Ирония ситуации заключалась в том, что мать моя, во-первых, успела уже распроститься со своей девственностью, а во-вторых, была без ума от рыцарей. Они для нее были все равно что боги, спустившиеся с небес. И эта компания могла бы запросто добиться от нее чего угодно, стоило им только шепнуть ей пару ласковых словечек да угостить лакомой едой и выпивкой со своего стола. Не уверен, что она с легкостью согласилась бы уступить вожделениям всех шестерых… Хотя, впрочем, меня и это не удивило бы. Но подобное было не в их характере. Они, эти, с позволения сказать, благородные сэры, привыкли всего добиваться силой. Разумеется, со знатными леди они держались галантно и предупредительно, но церемониться с трактирной служанкой, заигрывать с ней, добиваясь ее благосклонности, — это, по их мнению, было уж слишком… Видимо, им вдобавок ко всему еще и жаль было времени на уговоры — с непредсказуемым результатом. Короче, с их точки зрения, Маделайн заслуживала только одного — чтобы ею воспользоваться, не спрашивая ее согласия, как им заблагорассудится. Ведь именно так они уговорились со Строкером.

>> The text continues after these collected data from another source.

PR #196, opened 2023-11-30
Document with terms discussed during the recent NOIRLab workshop

kbwestfall:
This is to start a living doc where we hold terminology related to development of spectroscopic data reduction and analysis tools.  This is a straight port of the notes from the NOIRLab workshop into an rst doc.  The workshop generally thought it would be useful to have this be a living document, and I thought it was better suited to a versioned doc that gets displayed along with the code documentation (as opposed to a random Google doc).


kbwestfall:
Hi @tepickering .  Just pinging you for a review of this, when you have time.

tepickering (approved):
thanks for this, @kbwestfall! sorry to be slow in merging it.

PR #202, opened 2023-12-05
MNT: Infrastructure and other updates

### LINKED ISSUE #37: Review the testing coverage
For right now, we have stripped down the tests to what is required for consistency checking and testing the package.   As we approach a release, we should increate the tests to test against different versions of astropy and numpy, different OS, and any other tests necessary for full coverage

### LINKED ISSUE #133: synphot should be an OPTIONAL dependency
It is only used for one particular specialized parser and only as fallback. Pulling in the package on install is totally overkill, especially given that synphot has C-extension (which would cause your user to install from source if I happen not to distribute wheel for some exotic distro).

https://github.com/astropy/specreduce/blob/7e7e4a6f73089fb2ec3bcb1d65985cdd8eacb2c9/setup.cfg#L22

https://github.com/astropy/specreduce/blob/7e7e4a6f73089fb2ec3bcb1d65985cdd8eacb2c9/specreduce/calibration_data.py#L179-L187

### LINKED ISSUE #186: TST: Weekly tests are broken
I think it is just a matter of cleaning up `tox.ini`?

https://github.com/astropy/specreduce/actions/runs/6218799805/job/16875792303

### LINKED ISSUE #189: Specreduce layout inconsistent with Photutils and Specutils
I recommend having a similar formatting, along with a specific logo, consistent with Photutils and Specutils.

### LINKED ISSUE #191: Turn unhandled warnings in CI into errors
Even with #190 , there are two deprecation warnings in the devdeps job. If it is from upstream and has been patched upstream, should pull either the dev version of upstream, or ignore it.

### LINKED ISSUE #198: Modernize packaging infrastructure
The python community is moving away from the use of `setup.py` and `setup.cfg` towards the use of `pyproject.toml` to define all configuration and metadata. See [PEP 621](https://peps.python.org/pep-0621/) and the [PyPA Specs page](https://packaging.python.org/en/latest/specifications/) for details.

pllim:
I stared into the code and I couldn't unsee things, so here it is.

* Fix #37 (you already have coverage so just adding a badge)
* Fix #133 (while we're at this, you don't really need photutils or matplotlib at runtime either)
* Fix #186 
* Fix #189
* Fix #191 (was mostly there)
* Fix #198 (you want modernization, you are getting modernization)
* Apply astropy/astropy#15638
* Other fixes, especially tests that were not set up properly.
* Also looks like you have remote data tests but never used `--remote-data` flag in any of your CI job.
* And you also download a remote file blindly for tests not marked as remote data. I turned that file into a proper package test data that is local so you would stop spamming Box.

~Unable to handle this one until I get access:~

* #203 

After merge, can add new job names to branch protection.


pllim:
Close/reopen to see if RTD pops up.

specreduce/fluxcal.py
```diff
@@ -260,6 +257,7 @@ def standard_sensfunc(self, standard, mode='linear', polydeg=9,
         sensfunc_spec = Spectrum1D(spectral_axis=obj_wave, flux=sensfunc_out)
 
         if display is True:
```
tepickering, line 259: should modify or add test to make sure this block gets covered. doesn't look like it has been. an issue can be filed to make sure this gets followed up on.

.github/workflows/tox-tests.yml
```diff
@@ -11,64 +11,44 @@ on:
...
+        - name: Codestyle
+          linux: codestyle
+
+        - name: Python 3.8 on Linux with oldest supported dependencies
+          linux: py38-test-alldeps-oldestdeps
+          toxargs: -v
+
+        - name: Python 3.9 on Windows with minimal dependencies
+          windows: py39-test
+          toxargs: -v
```
tepickering, line 40: we have discussed and decided to make 3.10 the minimum supported version. alas, that change is still staged in #182 which hasn't been merged yet.

tepickering (approved):
this is so awesome! so many cleanups and fixes i've wanted to see, but never got around to. the migration to `pyproject.toml` is also extremely welcome. my only niggle is that we made the decision on slack 7 months ago to set `python_requires` to `>=3.10`. this was implemented in #182, but not yet merged into `main`. i'm fine with merging this as-is and rebasing/revising #182 accordingly. otoh, this is probably the more sensible PR to make that change given the rest of the changes its making to package config/infrastructure.

tox.ini
```diff
@@ -1,21 +1,16 @@
 [tox]
 envlist =
-    py{310,311,312}-test{,-devdeps,-predeps}{,-cov}
-    build_docs
+    py{38,39,310,311,312}-test{,-alldeps}{,-oldestdeps,-devdeps,-predeps}{,-cov}
```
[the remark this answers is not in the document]
pllim: Even numpy has not dropped Python 3.9 yet. Are you sure you want to do it so soon?

https://github.com/numpy/numpy/blob/c9340c210666afefb6946fa6f3a105856ff0e418/pyproject.toml#L19

specreduce/fluxcal.py
pllim: I feel like a display test is going to be very involved, so I opened https://github.com/astropy/specreduce/issues/204 instead, as requested.

.github/workflows/tox-tests.yml
pllim: See https://github.com/astropy/specreduce/pull/202#discussion_r1418278247

pllim:
Sorry about the conflict with #182 . I don't watch this repo so I was not aware of it. I replied in https://github.com/astropy/specreduce/pull/202#discussion_r1418278247 (I think it is a little too soon but I am also not a specreduce maintainer).

Whether you want to merge this first, or cherry-pick your changes to this PR and take this over, I will leave to you.

specreduce/fluxcal.py
tepickering: i've done similar matplotlib tests in CI before and it's not that tricky (at least as far as checking whether the code works and makes a plot. testing if the plot is "correct" is a lot more complex...). definitely outside of the scope of this PR, though, so thanks for the issue.

tox.ini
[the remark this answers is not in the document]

И они один за другим ее насиловали, прямо там, на кухонном столе. Его поверхность, изрезанная ножами и кинжалами многочисленных посетителей, царапала ее голые ягодицы, на груди и ребрах появились синяки от соприкосновения с доспехами рыцарей, которые, удовлетворяя свою похоть, нимало не заботились о том, чтобы не причинять Маделайн лишних страданий. Что же касается той части ее организма, которой досталось больше всего, то сперва, во время первых двух или трех соитий, Маделайн испытала в нижней части живота резкую боль, но потом все ее тело утратило чувствительность, а сознание погрузилось в туман. Оно просто отключилось под натиском впечатлений, которые в нем не умещались.

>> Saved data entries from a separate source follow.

PR #205, opened 2024-01-11
fix for masked values in FitTrace

cshanahan1:
This PR fixes some issues with FitTrace when bins are fully masked:

1. If `peak_method=gaussian`, the fit will fail if even one column/bin is fully masked, with the error being raised by the fitter. This PR fixes that issue by setting the fit trace value to nan for that column, so it can proceed and fit the next bin. For the final fit to all bin peaks for the trace, these nans bins/columns will then be filtered. 

2. If peak_method=max or centroid, a warning when a fully masked bin is encountered claiming that it is 'Falling back on trace value from all-bin fit.'. This is not accurate to what is happening
      2a. for `max`, the argmax of that bin will be returned which is always 0 for a fully masked bin. To avoid skewing the final fit to all bins when 0, i think a more appropriate value for this is 'nan' which can then be filtered from the final fit. theres nothing to really 'fall back' to in this case. This will require fixing almost all of the tests, so for now in this PR i just modify the warning message and retain the current behavior. See ISSUE.
       2b.  for `centroid`, when there is a fully masked bin it is also not 'falling back to the all bin fit'. to find the centroid of a fully masked bin, it attempts to interpolate between nans and will always return the maximum index in the bin. Like `max`, i am not changing the current behavior in this PR, that can be done as a follow up to resolve the corresponding ISSUE, but I change the warning message to reflect what is actually happening at the moment.

I also reorganized some stuff out of post_init into its own method, but this change is inconsequential.

### DIFF
--- a/specreduce/tracing.py
+++ b/specreduce/tracing.py
@@ -209,6 +209,8 @@ class FitTrace(Trace, _ImageParser):
     _disp_axis = 1
 
     def __post_init__(self):
+
+        # parse image
         self.image = self._parse_image(self.image)
 
         # mask any previously uncaught invalid values
@@ -262,14 +264,20 @@ class FitTrace(Trace, _ImageParser):
             warnings.warn('TRACE: Converting window to int')
             self.window = int(self.window)
 
+        # fit the trace
+        self._fit_trace(img)
+
+    def _fit_trace(self, img):
+
+        yy = np.arange(img.shape[self._crossdisp_axis])
+
         # set max peak location by user choice or wavelength with max avg flux
         ztot = img.sum(axis=self._disp_axis) / img.shape[self._disp_axis]
         peak_y = self.guess if self.guess is not None else ztot.argmax()
         # NOTE: peak finder can be bad if multiple objects are on slit
 
-        yy = np.arange(img.shape[self._crossdisp_axis])
-
         if self.peak_method == 'gaussian':
+
             # guess the peak width as the FWHM, roughly converted to gaussian sigma
             yy_above_half_max = np.sum(ztot > (ztot.max() / 2))
             width_guess = yy_above_half_max / gaussian_sigma_to_fwhm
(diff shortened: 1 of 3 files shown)


specreduce/tracing.py
```diff
@@ -302,15 +312,21 @@ def __post_init__(self):
 
         warn_bins = []
         for i in range(self.bins):
-            # repeat earlier steps to create gaussian fit for each bin
+
+            # binned column (sum) if bins < ncols. otherwise, just columns.
```
kecnry, line 316: can you elaborate more in this comment, this logic is hard to follow without really following where everything comes from above.

specreduce/tracing.py
```diff
@@ -336,24 +352,41 @@ def __post_init__(self):
...
+
             # if there are a ton of bins, we don't want to print them all out
             if len(warn_bins) > 20:
                 warn_bins = warn_bins[0: 10] + ['...'] + [warn_bins[-1]]
+
             warnings.warn(f"All pixels in {'bins' if len(warn_bins) else 'bin'} "
                           f"{', '.join([str(x) for x in warn_bins])}"
-                          " are masked. Falling back on trace value from all-bin fit.")
+                          " are fully masked. Setting bin"
+                          f" peak{'s' if len(warn_bins) else ''} to {warn_msg}.")
```
kecnry, line 389: The variable name `warn_msg` was confusing to me until I got all the way down here... can we use something more verbose/explanatory?  Maybe `warn_adopted_value` or something similar?  

Or maybe just do the formatting based on `peak_method` directly, with something like:


```
f" peak{'s' if len(warn_bins) else ''} to {{'gaussian': 'nan', 'max': 'zero'}.get(self.peak_method)}.")
```

kecnry (approved):

tepickering (approved):
thanks for this. looks good!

Вот такому развлечению предавались шестеро рыцарей короля Рунсибела Сильного в ту ненастную ночь. Они поочередно насиловали Маделайн на длинном столе, сдвинув в сторону кружки с недопитым элем. И даже тот из них, кто и рыцарем-то не был, тоже овладел ею, а потом они проделали это снова, один за другим.

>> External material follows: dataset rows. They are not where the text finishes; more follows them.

PR #209, opened 2024-02-08
Move some image parsing logic

cshanahan1:
Move part of the image parsing logic to its own function to avoid an issue in Background one_sided/two_sided.

Background.one_sided/two_sided were calling an instance method from _Image_Parser. This works as is, but if you were to then try to call another instance method from within that one, it does not understand 'self' and will cause an error. I moved the bit of code that Background needed to its own function to avoid this issue (which doesn't exist in main yet, but does in work on another branch I have).

Also fixed a bug where checking if data was `u.quantity.Quantity` was never triggered because the check for `np.ndarray` happened first.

Маделайн давно уже не пыталась им сопротивляться. Она лежала на столе совершенно неподвижно, словно воловья туша, словно мешок муки или груда зерна, и мысленно пребывала в волшебном царстве, где ее окружали танцующие единороги, а она, невинная и добродетельная леди, протягивала им ладони, которые они, приближаясь к ней поодиночке, несмело трогали кончиками языков. А поблизости от нее, на большой поляне, птица феникс снова возродилась из пепла, закинула вверх голову и испустила свой победный клич, который донесся даже до огромного пурпурного дракона, парившего в необозримой вышине на распростертых крыльях.